═══ The input

PR #218, opened 2024-08-20
chore: init separate package for bundle scripts

nikpivkin:
The docker and test-containers packages are only used for bundle verification. Сreating a separate package for scripts reduce the dependency resolution chore when updating Trivy and reduce dependabot noise.


scripts/go.mod
```diff
@@ -0,0 +1,60 @@
+module github.com/aquasecurity/trivy-checks/bundle
```
simar7, line 1: why does this file (and also the go.sum) have git addition marks? (The plus sign appended to each of the lines).

nikpivkin: it's a new file

simar7: doh 🤦🏼 you're right!

simar7 (approved):

PR #226, opened 2024-08-21
refactor(checks): migrate AWS ec2 to Rego

nikpivkin:
Related PRs:
- #216


nikpivkin:
The error occurred on the Trivy side. Opened a PR with a fix. https://github.com/aquasecurity/trivy/pull/7377

nikpivkin:
@simar7 Trivy now contains Go checks that are not marked as deprecated, so they are not ignored before applying all checks as a result they are duplicated. But this will be fixed if we update trivy-checks in Trivy.

PR #234, opened 2024-08-22
test: initialise tests in each test file

nikpivkin:
Will avoid merge conflicts


simar7 (approved):
it's fine but it's much easier if we have them back in the map as if we ever need to run a subset of tests, for  instance for debugging, it's easier to comment them out.

nikpivkin:
I'll bring it back later.

PR #235, opened 2024-08-22
refactor(checks): migrate AWS IAM to Rego 

nikpivkin:


nikpivkin:
The error occurred on the Trivy side. Opened a PR with a fix https://github.com/aquasecurity/trivy/pull/7376

simar7 (approved):

PR #245, opened 2024-08-27
chore(checks): deprecate some checks

nikpivkin:
1. [AVD-AWS-0134](https://github.com/aquasecurity/trivy-checks/blob/main/checks/cloud/aws/ssm/avoid_leaks_via_http.go#L13). This check uses a mechanism of custom checks, which are passed terraform blocks directly rather than general state. Because of this, this check cannot be ported to Rego.
2. [AVD-AWS-0175](https://github.com/aquasecurity/trivy-checks/blob/main/checks/cloud/aws/accessanalyzer/enable_access_analyzer.go) and [AVD-AWS-0169](https://github.com/aquasecurity/trivy-checks/blob/main/checks/cloud/aws/iam/require_support_role.go). These checks are triggered when there are no resources. The problem is that Trivy does not export empty structures for Rego. Because of this, filtering with selectors does not work and the check is not applied. If you remove the selectors, the check will always work, even when not scanning AWS. These checks are better evaluated in other ways as these resources can be configured in other ways.

### DIFF
--- a/checks/cloud/aws/iam/no_policy_wildcards.go
+++ b/checks/cloud/aws/iam/no_policy_wildcards.go
@@ -49,7 +49,8 @@ var CheckNoPolicyWildcards = rules.Register(
 			Links:               cloudFormationNoPolicyWildcardsLinks,
 			RemediationMarkdown: cloudFormationNoPolicyWildcardsRemediationMarkdown,
 		},
-		Severity: severity.High,
+		Severity:   severity.High,
+		Deprecated: true,
 	},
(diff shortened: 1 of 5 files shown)


knqyf263:
@nikpivkin AVD-AWS-0057 was marked deprecated in this PR, but the reason is not mentioned in the description. Where can I see the discussion?

nikpivkin:
@knqyf263 We discussed this at length with Simar in DM and I think I forgot to add it to the description

knqyf263:
I got it. Can you please update the description?

PR #250, opened 2024-08-30
chore: mark Rego libs as libs

nikpivkin:
Fixes: https://github.com/aquasecurity/trivy/issues/7426

### DIFF
--- a/lib/cloud/aws_trails.rego
+++ b/lib/cloud/aws_trails.rego
@@ -1,3 +1,9 @@
+# METADATA
+# custom:
+#   library: true
+#   input:
+#     selector:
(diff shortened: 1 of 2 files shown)


simar7 (approved):

simar7:
@nikpivkin I just tested this again with trivy main and it seems to have no effect

```
rm -rf ~/Library/Caches/trivy/  && ./trivy --skip-check-update --debug config  <input>

2024/08/31 01:22:47 WARN Check ID is empty file_path=lib/docker/docker.rego
2024/08/31 01:22:47 WARN Check ID is empty file_path=lib/cloud/aws_trails.rego
```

══════

Task brief — Check every line of the listing above for the string "pull", and give the number of lines that have it, nothing more.

Output below — 2